Thermal studies. Thermal studies calculate temperatures, temperature gradients, and heat flow based on heat generation, conduction, convection, and radiation conditions. Thermal studies can help you avoid undesirable thermal conditions like overheating and melting.

Design Studies. Optimization Design Studies automate the search for the optimum design based on a geometric model. The software is equipped with a technology to quickly detect trends and identify the optimum solution using the least number of runs. Optimization Design Studies require the definition of the following:


Goals. State the objective of the study. For example, minimize material. If you do not define goals, the software performs a NonOptimization Design Study.

Variables. Select the dimensions that can change and set their ranges. For example, the diameter of a hole can vary from 0.5” to 1.0” while the extrusion of a sketch can vary from 2.0” to 3.0”.

Constraints. Set the conditions that the optimum design must satisfy. For example, stresses, displacements, temperatures should not exceed certain values and the natural frequency should be in a specified range.

Nonlinear studies. In some cases, the linear solution can produce erroneous results because the assumptions upon which it is based are violated. Nonlinear analysis can be used to solve problems with nonlinearity caused by material behavior, large displacements, and contact conditions. You can define static as well as dynamic studies.

Linear Dynamic studies. When inertial and damping effects cannot be ignored, static studies do not give accurate results. Linear dynamic studies use natural frequencies and mode shapes to evaluate the response of structures to dynamic loading environments. You can define:

Modal time history studies to define loads and evaluate response as functions of time.

Harmonic studies to define loads as functions of frequency and evaluate the peak response at various operating frequencies.

Random vibration studies to define random loads in terms of power spectral densities and evaluate the response in terms of the overall root mean square values or power spectral densities at various frequencies.

Drop Test studies. Drop test studies evaluate the effect of dropping a part or an assembly on a rigid floor. You can use drop test studies to simulate the impact of the model with a rigid planar surface.

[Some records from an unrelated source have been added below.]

PR #13273, opened 2026-05-15
refactor(agents): move pxi eval harness to its own module

ehutt:
## Summary

- Moves the PXI eval harness into the first-class `evals/pxi/` tree with datasets, evaluators, harness code, and tests.
- Adds required YAML `splits` tags for PXI dataset examples and wires split-filtered runs through the Phoenix dataset APIs.
- Enforces the split contract: `regression`, `dev`, `val`, and `holdout`, with validation for forbidden optimizer/regression overlap.
- Adds runner flags for split selection and regression-gate exit behavior while keeping reporting in stdout and Phoenix experiments.
- Updates docs, Makefile/typing/lint scope, and tests for the new eval tree.

## Verification

- `uv run python -m compileall -q evals/pxi`
- `uv run python -m evals.pxi.harness.run_experiment --help`
- `uv run pytest evals/pxi/tests/`
- `make lint-python`
- `tox run -e unit_tests -- -n auto`


pyproject.toml
```diff
@@ -260,6 +260,9 @@ artifacts = [
 [tool.pytest.ini_options]
 asyncio_mode = "auto"
 asyncio_default_fixture_loop_scope="function"
+pythonpath = [
+  ".",
+]
```
axiomofjoy: what was this needed for?

Makefile
```diff
@@ -225,6 +225,8 @@ dev-frontend: ## Frontend only (React dev server)
 #=============================================================================
 
 test-python: ## Run Python tests (unit + integration)
+	@echo -e "$(CYAN)Running Python eval tests...$(NC)"
+	@$(UV) run pytest evals/
```
axiomofjoy: can we run an eval-specific make command in addition?

evals/pxi/harness/datasets.py
```diff
@@ -1,12 +1,18 @@
...
 from pathlib import Path
 from typing import Any
 
 import yaml
 from pydantic import BaseModel, ConfigDict, field_validator, model_validator
 
-DATASETS_DIR = Path(__file__).parent / "datasets"
+DATASETS_DIR = Path(__file__).resolve().parents[1] / "datasets"
+ALLOWED_SPLITS: frozenset[str] = frozenset({"dev", "holdout", "regression", "val"})
+FORBIDDEN_SPLIT_COMBINATIONS: tuple[frozenset[str], ...] = (
```
ehutt: there is no such thing as a forbidden split combination, all splits are mutually exclusive meaning every example can belong to exactly one split

evals/pxi/harness/datasets.py
```diff
@@ -70,6 +79,32 @@ def _validate_examples(self) -> "EvalDataset":
         return self
 
 
+def _validate_splits(example_id: str, value: Any) -> list[str]:
```
ehutt, line 74: this can be simplified because only one split is allowed

evals/pxi/harness/datasets.py
```diff
@@ -55,6 +61,9 @@ def _validate_examples(self) -> "EvalDataset":
             input_value = example.get("input")
             if not isinstance(input_value, dict) or not isinstance(input_value.get("query"), str):
                 raise ValueError(f"example {example_id} must define input.query")
+            if "split" in example:
```
ehutt, line 59: unnecessary check

evals/pxi/harness/README.md
```diff
@@ -61,14 +72,34 @@ receive docs MCP tools.
...
 
 - `dataset_name`
 - optional `description`
+- `evaluators`
 - `examples`
 
-Each example needs a stable `id`, `input.query`, `expected.tools`, and
-expected tool arguments under `expected.tool_call_args`. Example IDs must be unique because the runner uses them for stable upserts.
+Each example needs a stable `id`, non-empty `splits`, `input.query`,
+`expected.tools`, and expected tool arguments under `expected.tool_call_args`.
```
ehutt: input and expected can have any shape, depending on the evaluators it uses. update this so its less restrictive. use input.query as an example rather than a rule

evals/pxi/harness/README.md
```diff
@@ -61,14 +72,34 @@ receive docs MCP tools.
...
+Example IDs must be unique because the runner uses them for stable upserts.
+Use `splits: [regression]` for a single split.
+
+Split meanings:
+
+| Split | Purpose |
```
ehutt: add a size column. regression and val should be small (10-50 examples), dev should be larger (~100+), and holdout can be any size. also update description of holdout set to be "reserved as a held-out test set for final comparisons and tests of generalization"

evals/pxi/harness/README.md
```diff
@@ -61,14 +72,34 @@ receive docs MCP tools.
...
+| --- | --- |
+| `regression` | Fast held-out regression gate; default for the harness. |
+| `dev` | Manual experimentation, ablations, and failure analysis. |
+| `val` | Optimizer scoring signal. |
+| `holdout` | Manual-only generalization sanity checks. |
+
+Each example may carry multiple split tags, but the loader rejects `regression`
```
ehutt: update - only one split allowed

evals/pxi/README.md
ehutt, line 1: move the harness readme up and combine with this evals level one. only need one readme

RogerHYang (approved):
A couple "findings" from GPT 5.5

### `--splits` should validate requested split names before running.

Right now the dataset schema constrains examples to `dev`, `holdout`, `regression`, or `val`, but the CLI accepts any requested split name. A typo like this is forwarded to the Phoenix client and exits successfully because no examples match:

```bash
uv run python -m evals.pxi.harness.run_experiment \
  --dataset set_spans_filter \
  --splits regresion \
  --fail-on-regression
```

The parser forwards `("regresion",)` and the empty-run path returns `0`. Since `--fail-on-regression` is intended for gating, a misspelled regression split can look like a passing gate. Can we validate `config.splits` against the same allowed split set used by dataset validation and fail fast on unknown names?

### `in_app_links_valid` only rejects absolute localhost links when their path is one of the required paths.

The evaluator is meant to enforce root-relative Phoenix UI links, but this currently passes:

```markdown
Open [Agent settings](/settings/agents). Also see [Projects](http://localhost:6006/projects).
```

with expected `required_in_app: ["/settings/agents"]`. The extra localhost app link is still a non-root-relative Phoenix app link, so `_invalid_in_app_hrefs` should flag any markdown href whose host is one of the local app hosts, not just hrefs whose path appears in `required_in_app`.

PR #13289, opened 2026-05-18
fix(app): hide zero PXI cache write usage

yfrigui2:
## Summary
- Hide the PXI cache write metric when the reported value is zero
- Preserve the existing behavior that omits cache usage when both cache read and write are zero
- Add focused tests for PXI cache usage display formatting

## Rationale
OpenAI reports prompt-cache reads through cached token usage, but it does not provide a cache-write token metric. PXI receives usage through Pydantic AI, whose aggregate RunUsage fields normalize missing cache metrics to zero. 

## Test Plan
- pnpm --dir app test ChatSessionUsage
- pnpm --dir app typecheck

### DIFF
--- a/app/src/components/agent/ChatSessionUsage.tsx
+++ b/app/src/components/agent/ChatSessionUsage.tsx
@@ -26,9 +26,14 @@ type ChatSessionUsage = {
   sessionId: string;
 };
 
+type CachePromptDetails = {
+  "cache read": number;
+  "cache write"?: number;
+};
+
 type CacheUsageDisplay = {
   summaryText: string | null;
-  promptDetails: Record<string, number> | undefined;
+  promptDetails: CachePromptDetails | undefined;
 };
 
 function getLatestAssistantMessageUsage(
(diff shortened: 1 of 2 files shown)


app/src/components/agent/ChatSessionUsage.tsx
```diff
@@ -48,28 +53,57 @@ function getLatestAssistantMessageUsage(
...
+  const visiblePromptDetails: Record<string, number> = {
+    "cache read": cacheRead,
+  };
+  const summaryParts = [`cache read ${cacheRead.toLocaleString()}`];
+
+  // OpenAI does not report cache writes, so we omit this metric from the UI when it's zero.
+  if (cacheWrite > 0) {
+    visiblePromptDetails["cache write"] = cacheWrite;
+    summaryParts.push(`cache write ${cacheWrite.toLocaleString()}`);
+  }
```
cephalization: This part is a little weird, can we strongly type visiblePromptDetails a bit more? Might make this a little easier to read

cephalization (approved):

Issue #11648, opened 2026-02-20
🗺️ [server-evals] Code Evaluators


mikeldking:
Server-side evaluators implemented as custom Python code

## Spike

- [ ]

## Front End

- [ ]

## Back End

- [ ]

## Open Questions

-

mikeldking:
https://x.com/cramforce/status/2042986384445837619?s=20

mikeldking:
Missing: there are no traces emitted for code evaluators running in sandboxes. We need to instrument sandbox-based code evaluator executions so their runs show up as traces for debugging and observability.

mikeldking:
open questions:
- permission model
- use-cases: agent as a judge

mikeldking:
daytona js @anticorrelator 
env var normalization @anticorrelator 
nix vercel oidc @RogerHYang 
code security @RogerHYang

mikeldking:
sandbox isolation:

- file system - okay
- globals - not okay
- parallelism - on

PR #13290, opened 2026-05-18
feat!: Sandboxing and Code Evaluators

anticorrelator:
## Sandboxing & Code Evaluators

**Roadmap:** 🗺️ [sandboxes] Code Evaluators — #11648

### What this is

Phoenix can now run **code evaluators** — custom Python or TypeScript evaluation
functions you write directly in the Phoenix UI and attach to a dataset. Instead of
relying only on an LLM judge, you can score and label experiment runs with
deterministic code: regex checks, JSON diffs, scoring formulas, or richer logic that
pulls in your own libraries and calls external APIs.

To run that code safely, this PR also introduces **sandboxes** — isolated runtimes
that execute a snippet on demand. They start fast enough to run on every evaluation,
but are locked down so the code can't read the host filesystem, leak secrets, or make
unexpected network calls.

### For the people writing evaluators

- Author an `evaluate(...)` function in Python or TypeScript right in the Phoenix
  editor — no SDK, local runtime, or deploy step.
- Map dataset fields (`input`, `output`, `reference`, `metadata`) onto your function's
  parameters, or bind them to literal values.
- Dry-run the draft against a real dataset example before saving.
- Every save is versioned, so you can always trace which code produced a historical score.
- Evaluator executions are traced, so you can debug a code evaluator like any other span.

### For administrators

A new **Settings → Sandboxes** page to choose sandbox providers, store their
credentials (encrypted at rest), and bundle them into named, reusable configurations
that evaluator authors pick from. Two kinds of sandbox:

- **Local** — WebAssembly (Python) and Deno (TypeScript). Ship with Phoenix, need no
  credentials, and are ideal for simple self-contained checks. No env vars, network, or
  third-party packages.
- **Hosted** — E2B, Daytona, Vercel, and Modal. Run each invocation on the provider's
  infrastructure; the only option that supports environment variables, outbound network
  access, and installed dependencies.

Server-level guardrails (`PHOENIX_ALLOWED_SANDBOX_PROVIDERS`) and role-based access
let self-hosted deployments lock the feature down.

### Docs

New **Sandboxes** settings guide and **Code Evaluators** guide, plus per-provider setup
pages and copy-paste evaluator examples (JSON distance, regex match, embedding distance,
LLM jury, and more).


src/phoenix/db/migrations/versions/0ff41b5b118f_add_sandbox_and_code_evaluator_support.py
```diff
@@ -0,0 +1,221 @@
...
+            server_default=sa.func.now(),
+        ),
+        sa.Column(
+            "user_id",
+            _Integer,
+            sa.ForeignKey("users.id", ondelete="SET NULL"),
+            nullable=True,
+        ),
+        sa.UniqueConstraint("backend_type", "name"),
+        sa.UniqueConstraint("language", "id"),
```
mikeldking: I don't think this does anything.

RogerHYang: This is needed for the dual column Foreign Key constraint.

mikeldking (approved):
🗳️

anticorrelator (commented):
I can't stamp my own pr :(

RogerHYang (approved):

Fatigue studies. Repeated loading and unloading weakens objects over time even when the induced stresses are considerably less than the allowable stress limits. This phenomenon is known as fatigue. Linear and nonlinear structural studies do not predict failure due to fatigue. They calculate the response of a design subjected to a specified environment of restraints and loads. If the analysis assumptions are observed and the calculated stresses are within the allowable limits, they conclude that the design is safe in this environment regardless of how many times the load is applied. Fatigue studies evaluate the consumed life of an object based on fatigue events and SN curves. You can base the fatigue calculations on stress intensity, von Mises stresses, or maximum principal alternating stresses.

Pressure Vessel Design studies. Combine the results of static studies with the desired factors. Each static study has a different set of loads that produce corresponding results. These loads can be dead loads, live loads (approximated by static loads), thermal loads, seismic loads, and so on. The Pressure Vessel Design study combines the results of the static studies algebraically using a linear combination or the square root of the sum of the squares (SRSS).

2D Simplification studies. You can simplify certain 3D models by simulating them in 2D. 2D simplification is available for static, nonlinear, pressure vessel design, thermal studies, and design studies. You can save analysis time by using the 2D simplification option for applicable models. 2D models require fewer mesh elements and less complex contact conditions compared to the 3D models. After running the analysis, you can plot the results in 3D.